■ Exercise prompt
Could you set down exactly the lines in the records below between the line holding "Bug 952265 - Expose" and the line holding "Going to close", inclusive?

■ Provided data
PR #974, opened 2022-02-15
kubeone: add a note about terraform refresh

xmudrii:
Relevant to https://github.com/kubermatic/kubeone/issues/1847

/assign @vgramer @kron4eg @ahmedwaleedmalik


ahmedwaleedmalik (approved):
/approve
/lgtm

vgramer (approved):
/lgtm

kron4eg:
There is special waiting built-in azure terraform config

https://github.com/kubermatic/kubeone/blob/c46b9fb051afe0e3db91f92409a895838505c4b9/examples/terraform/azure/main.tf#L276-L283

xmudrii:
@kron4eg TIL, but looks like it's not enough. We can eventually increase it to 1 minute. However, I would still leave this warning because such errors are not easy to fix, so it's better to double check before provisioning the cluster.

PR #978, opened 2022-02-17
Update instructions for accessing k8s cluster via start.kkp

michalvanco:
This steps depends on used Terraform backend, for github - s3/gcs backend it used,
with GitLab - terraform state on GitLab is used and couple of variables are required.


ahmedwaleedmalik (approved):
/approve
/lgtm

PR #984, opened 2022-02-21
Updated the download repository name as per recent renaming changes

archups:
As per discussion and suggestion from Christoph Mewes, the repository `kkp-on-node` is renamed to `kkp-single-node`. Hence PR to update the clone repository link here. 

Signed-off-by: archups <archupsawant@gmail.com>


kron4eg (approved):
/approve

...

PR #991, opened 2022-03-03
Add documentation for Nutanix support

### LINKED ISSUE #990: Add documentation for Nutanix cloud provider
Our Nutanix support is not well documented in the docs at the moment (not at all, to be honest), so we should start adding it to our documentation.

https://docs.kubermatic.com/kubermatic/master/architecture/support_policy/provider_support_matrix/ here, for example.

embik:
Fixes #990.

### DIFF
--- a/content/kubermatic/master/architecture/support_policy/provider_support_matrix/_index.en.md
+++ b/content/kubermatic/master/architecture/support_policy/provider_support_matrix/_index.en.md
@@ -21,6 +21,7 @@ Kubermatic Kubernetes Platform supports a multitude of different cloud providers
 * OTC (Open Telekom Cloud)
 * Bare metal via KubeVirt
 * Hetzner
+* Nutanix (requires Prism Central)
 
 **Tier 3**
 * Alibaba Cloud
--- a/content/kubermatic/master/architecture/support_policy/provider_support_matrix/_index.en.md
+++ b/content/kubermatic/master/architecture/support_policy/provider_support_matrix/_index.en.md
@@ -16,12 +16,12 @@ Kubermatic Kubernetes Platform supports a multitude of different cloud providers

* * *

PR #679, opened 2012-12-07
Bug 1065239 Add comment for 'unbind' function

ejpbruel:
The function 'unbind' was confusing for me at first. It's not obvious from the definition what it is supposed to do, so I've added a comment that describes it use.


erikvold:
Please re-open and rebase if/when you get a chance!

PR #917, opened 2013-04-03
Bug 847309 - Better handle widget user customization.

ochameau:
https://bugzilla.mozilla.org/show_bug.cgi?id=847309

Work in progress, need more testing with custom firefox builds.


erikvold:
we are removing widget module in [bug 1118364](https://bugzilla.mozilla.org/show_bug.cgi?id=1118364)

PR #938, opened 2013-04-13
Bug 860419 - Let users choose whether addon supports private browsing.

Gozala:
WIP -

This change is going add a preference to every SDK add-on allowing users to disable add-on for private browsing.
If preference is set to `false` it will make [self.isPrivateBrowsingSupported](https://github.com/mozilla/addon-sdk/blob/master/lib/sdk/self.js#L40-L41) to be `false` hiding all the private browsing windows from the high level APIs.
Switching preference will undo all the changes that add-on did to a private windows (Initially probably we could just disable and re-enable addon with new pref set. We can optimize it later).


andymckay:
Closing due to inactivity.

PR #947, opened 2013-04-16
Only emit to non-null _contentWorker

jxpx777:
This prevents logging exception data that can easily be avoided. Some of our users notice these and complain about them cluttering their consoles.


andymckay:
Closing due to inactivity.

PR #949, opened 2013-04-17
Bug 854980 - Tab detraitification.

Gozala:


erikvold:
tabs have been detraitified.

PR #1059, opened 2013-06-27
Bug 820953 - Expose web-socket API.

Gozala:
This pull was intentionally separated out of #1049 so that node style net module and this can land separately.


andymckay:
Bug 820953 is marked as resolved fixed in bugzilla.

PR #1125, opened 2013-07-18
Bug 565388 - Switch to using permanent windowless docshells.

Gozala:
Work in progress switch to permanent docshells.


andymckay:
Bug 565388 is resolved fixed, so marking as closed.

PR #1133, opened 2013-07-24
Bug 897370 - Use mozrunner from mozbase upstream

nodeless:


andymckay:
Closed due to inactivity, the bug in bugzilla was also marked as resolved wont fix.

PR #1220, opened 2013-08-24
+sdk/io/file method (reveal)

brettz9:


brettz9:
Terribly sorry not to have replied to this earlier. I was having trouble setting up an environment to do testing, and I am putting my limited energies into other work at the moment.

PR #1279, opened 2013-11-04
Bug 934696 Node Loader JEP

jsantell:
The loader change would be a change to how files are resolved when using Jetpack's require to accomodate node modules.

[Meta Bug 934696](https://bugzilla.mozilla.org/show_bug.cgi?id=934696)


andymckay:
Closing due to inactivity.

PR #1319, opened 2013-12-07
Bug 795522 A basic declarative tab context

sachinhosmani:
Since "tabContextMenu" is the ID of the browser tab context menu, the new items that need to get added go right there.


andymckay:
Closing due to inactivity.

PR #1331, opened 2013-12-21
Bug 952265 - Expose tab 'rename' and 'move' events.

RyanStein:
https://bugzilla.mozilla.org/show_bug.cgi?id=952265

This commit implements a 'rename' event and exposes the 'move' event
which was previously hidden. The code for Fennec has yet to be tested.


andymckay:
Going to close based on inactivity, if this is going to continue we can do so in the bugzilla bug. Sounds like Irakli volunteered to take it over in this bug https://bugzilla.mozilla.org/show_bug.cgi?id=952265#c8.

■ Response area
Bug 952265 - Expose tab 'rename' and 'move' events.

RyanStein:
https://bugzilla.mozilla.org/show_bug.cgi?id=952265

This commit implements a 'rename' event and exposes the 'move' event
which was previously hidden. The code for Fennec has yet to be tested.


andymckay:
Going to close based on inactivity, if this is going to continue we can do so in the bugzilla bug. Sounds like Irakli volunteered to take it over in this bug https://bugzilla.mozilla.org/show_bug.cgi?id=952265#c8.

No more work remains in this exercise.